== Records provided ==
----
PR #828, opened 2026-06-09
Feature/ constrained multi-arc estimation support

Markus-Reichel:
**Summary**

 Adds an opt-in soft continuity constraint between consecutive translational arcs of a multi-arc orbit determination, following the Orbit14 formulation of Lari et al. (2021), "Orbit determination methods for interplanetary missions: development and use of the Orbit14 software", §3.3 Eq. (27)–(28).

 The feature is off by default (empty constraint list ⇒ zero runtime cost) and is fully exposed in Python.

 **Math**

 For each constrained boundary `(k_left, k_right)` at connection epoch
 `t_c`:
```

 d  = x_right(t_c) − x_left(t_c)                      (6-vector, physical units)
 D  = M_right(t_c) − M_left(t_c)                      (6 × N_params, full multi-arc layout)
 W_d = (1 / (μ · m_d)) · C

```
 with `C` a user-supplied 6×6 PSD weight matrix (selects which components are constrained: position-only, velocity-only, full state, anisotropic, or dense), `μ > 0` a global penalty scalar (larger μ ⇒ weaker penalty, per paper convention), and **m_d = Σ rank(C_pair)** the global rank sum.

 The per-pair contribution is injected directly into the normal equations:

```
 H_constraint += D_normᵀ W_d D_norm
 g_constraint += − D_normᵀ W_d d
 cost          += (1 / (μ · m_d)) · dᵀ C d
```

`D` is column-normalized with the same `normalizationTerms` already applied to the observation design matrix, so the constraint lives in the same numerical conditioning as the observations. `d` stays in physical units. The cost term is added to the least-squares cost driving best-iteration selection; residual RMS is unchanged.

The only requirement is that each side arc has been propagated through t_c.

**Typical Call:**
```

 from tudatpy.estimation import estimation_analysis as ea

 constraint = ea.position_only_continuity(
     body="Rosetta",
     epochs=ocm_epochs,              # one per OCM boundary
     position_weight=1.0 / sigma_r**2,
     mu=1.0,                          # global penalty scaling
 )
 estimation_input.set_inter_arc_continuity_constraints([constraint])
```

 **Backward compatibility**

 - All new POD-input / output members default-construct to empty.
 - All new LSQ optional arguments default to empty matrices. existing
 call sites are unchanged.
 - A null/missing constraint list short-circuits the feature with no
 multi-arc casts, STM lookups, or extra allocations.


DominicDirkx:
Missed this one :) Could you also resolve the merge conflict? Then the CI can run.

DominicDirkx:
@Markus-Reichel This is really cool functionality (and great that it's already working well for you!)

A few questions/comments:
* If I understand correctly, this functionality acts to modify the cost function during the least squares estimation. Is this correct? If so, I think having it in the estimation_input is teh right place (like the a priori covariance)
* Why does this functionality modify the state transition matrix interface? 
* I think the paper you're referring to is Lari et al. (2021), which use the same functionality for this as Cicalo et al. (2016), Alessi et al. (2012) and Cicalò & Milani (2012). Is this correct?

Markus-Reichel:
> @Markus-Reichel This is really cool functionality (and great that it's already working well for you!)
> 
> A few questions/comments:
> 
>     * If I understand correctly, this functionality acts to modify the cost function during the least squares estimation. Is this correct? If so, I think having it in the estimation_input is teh right place (like the a priori covariance)
> 
>     * Why does this functionality modify the state transition matrix interface?
> 
>     * I think the paper you're referring to is Lari et al. (2021), which use the same functionality for this as Cicalo et al. (2016), Alessi et al. (2012) and Cicalò & Milani (2012). Is this correct?

1. Yes, exactly. This is a soft least-squares constraint: it adds an extra normal-matrix contribution to the LSQ solve, and the iteration cost is changed with the inter-arc continuity cost. 
I moved the implementation to `estimation_input`, as of your recommendation.

2. The constraint needs explicit left-arc and right-arc partials at the same connection epoch. As i understand it, the previously existing time-based multi-arc STM lookup cannot express that at a shared boundary. For one epoch it only selects one arc.

3. Yes, my bad. I used Lari et al. (2021) Eq. 28 for the implementation, which is based on Alessi et al. (2012)

DominicDirkx:
Ah ok, thanks for clarifying! So the issue is that for a given epoch, the code now chooses one specific arc, but what you need is to have it return the state transition/sensitivity matrix of two arcs at the same epoch (?) 

Then indeed something needs to be added here, but in the current implementation, part of the code in getCombinedStateTransitionAndSensitivityMatrix is now duplicated in the new function. Could you modify it so that the actual setup of the result happens in a single place, and is then called from the 'regular' and 'per arc' option?

Markus-Reichel:
Thats exactly right. the state transition/sensitivity matrix is needed two arcs `i` and `i+1` at the connection point, so at the same epoch.

I added a shared helper logic for the multi-arc combined STM matrix assembly. Have a look and let me know if thats fine with you:)

include/tudat/astro/propagators/stateTransitionMatrixInterface.h
```diff
@@ -482,48 +482,12 @@ class MultiArcCombinedStateTransitionAndSensitivityMatrixInterface : public Comb
...
-                            sensitivityMatrixSize /*) : stateTransitionMatrixSize*/;
-                    combinedStateTransitionMatrix.block(
-                            statePartialAdditionIndices_.at( currentArc ).at( i ).first, 0, 6, indicesToAdd ) +=
-                            combinedStateTransitionMatrix.block(
-                                    statePartialAdditionIndices_.at( currentArc ).at( i ).second, 0, 6, indicesToAdd );
-                }
-            }
-        }
-        return combinedStateTransitionMatrix;
+        return Eigen::MatrixXd::Zero( 0, 0 );
```
DominicDirkx, line 476: why is this a good default?

include/tudat/astro/propagators/stateTransitionMatrixInterface.h
```diff
@@ -482,48 +482,12 @@ class MultiArcCombinedStateTransitionAndSensitivityMatrixInterface : public Comb
             }
         }
 
-        int stateTransitionMatrixSize = 0;
-        int sensitivityMatrixSize = 0;
-
         if( currentArc >= 0 )
```
DominicDirkx, line 471: What happens if current arc <0?

DominicDirkx:
@tudat-team/radio-science-dev Any thoughts on this?

Markus-Reichel:
> What happens if current arc <0?

`currentArc` is the index of the arc that contains `evaluationTime`. If `evaluationTime` falls inside one of the arcs, `currentArc is 0, 1, 2, …` and a real state-transition matrix is returned.

But if the time falls in a gap between arcs (or before the first / after the last arc), `getCurrentArc` returns `-1`,so no arc covers this time. In that case the function has nothing meaningful to compute, so it returns the empty 0×0 matrix, which just means "there is nothing to compute".


> why is this a good default?

The size of a real matrix here depends on _which_ arc is looked into. Different arcs could estimate different parameters, so they could have different sizes (`arcWiseStateTransitionMatrixSize_[currentArc]`). When no arc applies, there would be no "correct" size to pic, so it just returns `0x0`.



@DominicDirkx Do you have suggestions how to better handle this?

Markus-Reichel:
One thing that I noticed, when an observation time falls in a gap between arcs, the estimation gets a zero matrix back and that observation simply contributes nothing, with no warning. So if the arc boundaries are set up slightly wrong, observations could be silently dropped. 
The question is, should that be up to the user to properly verify the arc boundaries, or should a warning be printed?
I guess it can be deliberate to exclude certain observations and then throwing an error would be kinda annoying, as you intentionally omit them.

include/tudat/astro/orbit_determination/podInputOutputTypes.h
```diff
@@ -750,12 +774,16 @@ struct CovarianceAnalysisOutput {
                               const Eigen::VectorXd& considerNormalizationFactors = Eigen::VectorXd::Zero( 0 ),
                               const Eigen::MatrixXd& considerCovarianceContribution = Eigen::MatrixXd::Zero( 0, 0 ),
                               const Eigen::MatrixXd& considerCovariance = Eigen::MatrixXd::Zero( 0, 0 ),
+                              const double interArcContinuityCost = 0.0,
+                              const std::vector< Eigen::Matrix< double, 6, 1 > >& interArcContinuityDiscrepancies =
```
DominicDirkx: This should not be a Vector6d, it should be generalized for any state type and number of bodies

include/tudat/simulation/estimation_setup/interArcContinuityConstraint.h
```diff
@@ -0,0 +1,482 @@
...
+    {
+        throw std::runtime_error( "Error in assembleInterArcContinuityContribution: full STM column count (" +
+                                  std::to_string( fullStmCols ) + ") does not match LSQ parameter size (" +
+                                  std::to_string( totalParameterSize ) +
+                                  "). Inter-arc continuity priors currently require a pure multi-arc parameter set "
+                                  "(spec section 9: hybrid-arc out of scope for v1)." );
+    }
+
+    // First pass: compute the global m_d_total = sum over every (settings, pair) of rank(C_pair).
+    int mDTotal = 0;
```
DominicDirkx: could you modify this to have a variable name that is descriptive (not mathematical symbols?)

include/tudat/simulation/estimation_setup/interArcContinuityConstraint.h
```diff
@@ -0,0 +1,482 @@
...
+    for( const auto& settings : constraintSettings )
+    {
+        for( std::size_t pairIndex = 0; pairIndex < settings->numberOfPairs( ); ++pairIndex )
+        {
+            mDTotal += detail::rankOf6x6PsdMatrix( settings->weightMatrixForPair( pairIndex ) );
+        }
+    }
+    if( mDTotal == 0 )
```
DominicDirkx: If the check is whether C is non-zero, why the calls to rankOf6x6PsdMatrix? What exactly is this part suppose to do?

include/tudat/simulation/estimation_setup/interArcContinuityConstraint.h
```diff
@@ -0,0 +1,482 @@
...
+
+    // Second pass: build D and accumulate contributions per (settings, pair).
+    for( const auto& settings : constraintSettings )
+    {
+        // Locate the body's arc-wise translational state parameter.
+        std::shared_ptr< estimatable_parameters::EstimatableParameter< Eigen::Matrix< ObservationScalarType, Eigen::Dynamic, 1 > > >
+                bodyParameter;
+        for( const auto& candidate : multiArcStateParameters )
+        {
+            if( candidate->getParameterName( ).second.first == settings->body( ) )
```
DominicDirkx: This will match *any* multi-arc state type (which is not how this is implemented, it requires translational?) It is also only valid for a single propagated body

include/tudat/simulation/estimation_setup/interArcContinuityConstraint.h
```diff
@@ -0,0 +1,482 @@
...
+            {
+                bodyParameter = candidate;
+                break;
```
DominicDirkx: Should also check if multiple parameters match (if so, an exception?)

include/tudat/simulation/estimation_setup/interArcContinuityConstraint.h
```diff
@@ -0,0 +1,482 @@
...
+            }
+        }
+        if( bodyParameter == nullptr )
+        {
+            throw std::runtime_error( "Error in assembleInterArcContinuityContribution: body \"" + settings->body( ) +
+                                      "\" referenced by an inter-arc continuity prior does not have an arc-wise "
+                                      "translational initial state parameter." );
+        }
+
+        const int nArcs = static_cast< int >( bodyParameter->getParameterSize( ) ) / 6;
```
DominicDirkx: hard-coded for single-body translational state

include/tudat/simulation/estimation_setup/interArcContinuityConstraint.h
```diff
@@ -0,0 +1,482 @@
...
+
+        const auto arcPairs = settings->arcPairs( );
+        const auto& epochs = settings->connectionEpochs( );
+
+        for( std::size_t pairIndex = 0; pairIndex < epochs.size( ); ++pairIndex )
```
DominicDirkx: Please add comments to describe the logic/math

include/tudat/simulation/estimation_setup/interArcContinuityConstraint.h
```diff
@@ -0,0 +1,482 @@
...
+            if( mLeft.rows( ) != stmInterface->getFullStateSize( ) || mLeft.cols( ) != totalParameterSize ||
+                mRight.rows( ) != stmInterface->getFullStateSize( ) || mRight.cols( ) != totalParameterSize )
+            {
+                throw std::runtime_error(
+                        "Error in assembleInterArcContinuityContribution: per-arc STM has unexpected "
+                        "shape (rows=" +
+                        std::to_string( mLeft.rows( ) ) + ", cols=" + std::to_string( mLeft.cols( ) ) + "), expected (" +
+                        std::to_string( stmInterface->getFullStateSize( ) ) + ", " + std::to_string( totalParameterSize ) + ")." );
+            }
+            Eigen::MatrixXd D = mRight.block( rightBodyRows.fullStateStart, 0, 6, totalParameterSize ) -
```
DominicDirkx: please use descriptive variable name (same in entire PR)

include/tudat/simulation/estimation_setup/orbitDeterminationManagerEstimationImplementation.h
```diff
@@ -125,6 +131,20 @@ OrbitDeterminationManager< ObservationScalarType, TimeType, Dummy >::estimatePar
         Eigen::MatrixXd normalizedInverseAprioriCovarianceMatrix = normalizeAprioriCovariance(
                 estimationInput->getInverseOfAprioriCovariance( numberEstimatedParameters_ ), normalizationTerms );
 
+        // Assemble soft inter-arc continuity-prior contribution for this iteration. The normalisation factors are the same
+        // ones just applied to the observation design matrix above.
+        InterArcConstraintContribution interArcContribution =
```
DominicDirkx: Is now always done (?) Code should check if any constraint is to be applied

include/tudat/simulation/estimation_setup/orbitDeterminationManagerCovarianceImplementation.h
```diff
@@ -87,6 +88,22 @@ OrbitDeterminationManager< ObservationScalarType, TimeType, Dummy >::computeCova
             constraintRightHandSide,
             estimationInput->getLimitConditionNumberForWarning( ) );
 
+    // Add the soft inter-arc continuity-prior normal-matrix contribution, when configured.
```
DominicDirkx: Is now always done (?) Code should check if any constraint is to be applied

src/tudatpy/estimation/estimation_analysis/expose_estimation_analysis.cpp
```diff
@@ -546,6 +546,28 @@ containing the data, see `user guide description <https://docs.tudat.space/en/la
...
+                  &tss::CovarianceAnalysisInput< STATE_SCALAR_TYPE, TIME_TYPE >::setInterArcContinuityConstraints,
+                  py::arg( "constraints" ),
+                  R"doc(
+
+         Attach soft inter-arc translational state continuity priors.
+
+         These priors add a regularizing normal-equation contribution
+         :math:`\mathbf{D}_\mathrm{norm}^{T}\mathbf{W}_{d}\mathbf{D}_\mathrm{norm}` in covariance analysis and,
+         during estimation, the matching right-hand-side contribution
+         :math:`-\mathbf{D}_\mathrm{norm}^{T}\mathbf{W}_{d}\mathbf{d}`. ``D_norm`` is the right-minus-left
```
DominicDirkx: This part should be more explicit on *exactly* what everything is

src/tudatpy/estimation/estimation_analysis/expose_estimation_analysis.cpp
```diff
@@ -546,6 +546,28 @@ containing the data, see `user guide description <https://docs.tudat.space/en/la
...
+         state-transition/sensitivity block after applying the estimator's column normalization. They are currently
+         supported only for pure multi-arc translational estimators. Pass an empty list to disable the feature.
+      )doc" )
```
DominicDirkx, line 570: The change in the covariance and parameter correction due to this new setting should be added to the docs of compute_covariance and perform_estimation

DominicDirkx:
@Markus-Reichel I've added a bunch of questions/comments to the code. I think it needs a small iteration, but it'll be really cool to add this to Tudat!

include/tudat/astro/orbit_determination/podInputOutputTypes.h
Markus-Reichel: So currently one constraint settings object is required per body. For example, in Python it looks like this:

  ```python
  estimation_input.set_inter_arc_continuity_constraints([
      estimation_analysis.position_only_continuity("Earth", epochs, position_weight=[...], mu=...),
      estimation_analysis.position_only_continuity("Mars", epochs, position_weight=[...], mu=...),
  ])
```

  So constraining multiple bodies is already supported. Here, mu is the scalar constraint scaling factor. I will also rename the internal variables/parameters to make this clearer.

  Do I understand correctly that you would prefer a more general design that can cover arbitrary state block sizes, for example multiple propagated bodies at the same arc boundary? For two translational bodies, full-state continuity would mean one discrepancy vector of size 12:

 ```
 d = [
      dx_Earth
      dy_Earth
      dz_Earth
      dvx_Earth
      dvy_Earth
      dvz_Earth
      dx_Mars
      dy_Mars
      dz_Mars
      dvx_Mars
      dvy_Mars
      dvz_Mars
  ]

```
  with a matching 12x12 constraint weight matrix C, instead of two independent 6x6 constraints.

  The cost term would then be:

```
  q = (1 / (mu * m_d)) *
      [d_Earth^T  d_Mars^T]
      C
      [d_Earth
       d_Mars]
```

  where mu is the scalar constraint scaling factor, and m_d is the number of constrained dimensions (rank(C)).

  If C is block diagonal,

```
  C = [ C_Earth   0
        0         C_Mars ]
```

  then the same global mu scales both body blocks, while the relative weighting between bodies is set through C_Earth and C_Mars.

  If we want users to choose a separate mu per body, then this is no longer a single combined constraint with one scalar mu.
  it becomes either:

  - independent per-body constraint contributions, which is close to the current design, or
  - a combined block weight matrix where the per-body scaling has already been absorbed into the individual blocks.

include/tudat/simulation/estimation_setup/orbitDeterminationManagerEstimationImplementation.h
Markus-Reichel: with no constraints, the contribution is empty/zero and the normal equations are not changed.
But you are correct, I will add another check at the call site

include/tudat/astro/orbit_determination/podInputOutputTypes.h
Markus-Reichel: use global mu

include/tudat/simulation/estimation_setup/interArcContinuityConstraint.h
Markus-Reichel: Mutli-Body support is now implemented, but at the moment only translational state type is supported, as the mutli-arc estimation only supports translational states

include/tudat/simulation/estimation_setup/interArcContinuityConstraint.h
Markus-Reichel: Now counts all matching **arc_wise_initial_body_state** parameters for the constrained body and throws if more than one exists

include/tudat/simulation/estimation_setup/interArcContinuityConstraint.h
Markus-Reichel: Now only supports translational state (can be extended to support other states in the future)

include/tudat/simulation/estimation_setup/interArcContinuityConstraint.h
Markus-Reichel: The rank is used to count how many state components are actually constrained by C, not just to check whether C is non-zero.

For example:

- position-only continuity has rank 3
- velocity-only continuity has rank 3
- full position+velocity continuity has rank 6
- a rank-one weight matrix constrains one linear combination

This count is then used in the scaling of the constraint weight (as is done in the Lari et al. paper). The zero-rank case is just the invalid case where C does not constrain anything.

Markus-Reichel:
@DominicDirkx I addressed all of your and copilots comments. 
I added a couple of replies to some of your comments. have a look if you're now fine with the implementation :)

include/tudat/simulation/estimation_setup/interArcContinuityConstraint.h
DominicDirkx: NIce!

include/tudat/simulation/estimation_setup/interArcContinuityConstraint.h
```diff
@@ -0,0 +1,568 @@
...
+    if( solver.info( ) != Eigen::Success )
+    {
+        throw std::runtime_error( "Error in computePsdMatrixRank: eigen-decomposition failed." );
+    }
+    const double largest = std::max( solver.eigenvalues( ).maxCoeff( ), 0.0 );
+    if( largest <= 0.0 )
+    {
+        return 0;
+    }
+    const double threshold = 1.0E-12 * largest;
```
DominicDirkx: why this specific threshold?

include/tudat/simulation/estimation_setup/interArcContinuityConstraint.h
```diff
@@ -0,0 +1,568 @@
...
+
+//! Aggregated normal-equation contribution of all soft inter-arc continuity priors.
+struct InterArcConstraintContribution {
+    Eigen::MatrixXd additionalNormalMatrix;
+    Eigen::VectorXd additionalRightHandSide;
+    double totalConstraintCost = 0.0;
+    std::vector< Eigen::VectorXd > perPairDiscrepancies;
+};
+
+namespace detail
```
DominicDirkx: Don't use the 'detail' namespaces

include/tudat/simulation/estimation_setup/interArcContinuityConstraint.h
```diff
@@ -0,0 +1,568 @@
...
+
+    // First pass: compute the total constraint dimension from the rank of every active weight matrix.
+    int totalConstraintDimension = 0;
+    for( const auto& settings : constraintSettings )
+    {
+        for( const auto& body : settings->bodies( ) )
+        {
+            for( std::size_t pairIndex = 0; pairIndex < settings->numberOfPairsForBody( body ); ++pairIndex )
+            {
+                totalConstraintDimension += detail::computePsdMatrixRank( settings->weightMatrixForBodyAndPair( body, pairIndex ) );
```
DominicDirkx: I don't understand this step. Is there a link to an equation in the source paper?

include/tudat/simulation/estimation_setup/interArcContinuityConstraint.h
```diff
@@ -0,0 +1,568 @@
...
+//! adds the resulting soft prior to the normal equations. Per Lari et al. (2021) Eq. 28, this is:
+//!   stateDiscrepancy = rightArcState(connectionEpoch) - leftArcState(connectionEpoch)
+//!   continuityDesignMatrix = rightArcVariationalRows - leftArcVariationalRows
+//!   constraintWeight = constraintWeightMatrix / (constraintScalingFactor * totalConstraintDimension)
+//!   normal += continuityDesignMatrix^T * constraintWeight * continuityDesignMatrix
+//!   rhs    -= continuityDesignMatrix^T * constraintWeight * stateDiscrepancy
+//! where totalConstraintDimension is the rank sum across every settings entry passed in. Column-normalization of
+//! continuityDesignMatrix uses the same factors that the OD loop applies to the observation design matrix.
+template< typename ObservationScalarType, typename TimeType >
+InterArcConstraintContribution assembleInterArcContinuityContribution(
```
DominicDirkx, line 378: This one function is very long. Can it be split up?

include/tudat/simulation/estimation_setup/interArcStateContinuityConstraintSettings.h
```diff
@@ -0,0 +1,189 @@
...
+    EpochMap connectionEpochsByBody_;
+    WeightMatrixMap weightMatricesByBody_;
+    double constraintScalingFactor_;
+    ArcPairMap arcPairsByBody_;
+};
+
+namespace detail
+{
+
+inline Eigen::MatrixXd diagonalWeight( double position, double velocity )
```
DominicDirkx: Rename after removing from detail namespace, also modify name of inputs (they are not a position or velocity)

src/tudatpy/estimation/estimation_analysis/expose_estimation_analysis.cpp
```diff
@@ -879,6 +926,24 @@ containing the data, see `user guide description <https://docs.tudat.space/en/la
...
 
          :type: numpy.ndarray[numpy.float64[m, 1]]
+      )doc" )
+            .def_property_readonly( "inter_arc_continuity_cost",
+                                    &tss::CovarianceAnalysisOutput< STATE_SCALAR_TYPE, TIME_TYPE >::getInterArcContinuityCost,
+                                    R"doc(
+
+         **read-only**
+
+         Soft inter-arc continuity-prior cost :math:`\sum d^T W_d d` at the covariance-analysis
```
DominicDirkx: Make explicit how the input relates to the math, and refer to place where the math is explained in more detail (same for all docstrings)

src/tudatpy/estimation/estimation_analysis/expose_estimation_analysis.cpp
```diff
@@ -879,6 +926,24 @@ containing the data, see `user guide description <https://docs.tudat.space/en/la
...
+         linearization point. This value is zero when no inter-arc continuity priors were attached.
```
DominicDirkx: Type should be specified (for all docs)

src/tudatpy/estimation/estimation_analysis/expose_inter_arc_constraints.cpp
```diff
@@ -0,0 +1,293 @@
...
+#include "tudat/simulation/estimation_setup/interArcStateContinuityConstraintSettings.h"
+
+namespace py = pybind11;
+namespace tss = tudat::simulation_setup;
+
+namespace
+{
+
+//! Build a 6x6 diagonal weight matrix from either a scalar or a length-3 sequence of per-component weights.
+Eigen::MatrixXd buildDiagonalWeight( const py::object& positionWeight, const py::object& velocityWeight )
```
DominicDirkx: It's not clear why these are here in the exposure rather than in the code, nor why the py::object is needed

src/tudatpy/estimation/estimation_analysis/expose_estimation_analysis.cpp
```diff
@@ -546,6 +546,28 @@ containing the data, see `user guide description <https://docs.tudat.space/en/la
          A-priori covariance matrix of the considered parameters.
 
          :type: numpy.ndarray[numpy.float64[n, n]]
+      )doc" )
+            .def( "set_inter_arc_continuity_constraints",
+                  &tss::CovarianceAnalysisInput< STATE_SCALAR_TYPE, TIME_TYPE >::setInterArcContinuityConstraints,
```
DominicDirkx, line 551: The definition of the constraints input should be made explicit in the docs (with symbol) and how it links to the equations that are provided should be made unambiguous. For each symbol used it should be fuly clear what it is, and how it relates to other functions in the API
----
== Assignment ==
Search the entries for the word "VectorXd" and copy every line that holds it.

== Answer space ==
                               const Eigen::VectorXd& considerNormalizationFactors = Eigen::VectorXd::Zero( 0 ),
+    Eigen::VectorXd additionalRightHandSide;
+    std::vector< Eigen::VectorXd > perPairDiscrepancies;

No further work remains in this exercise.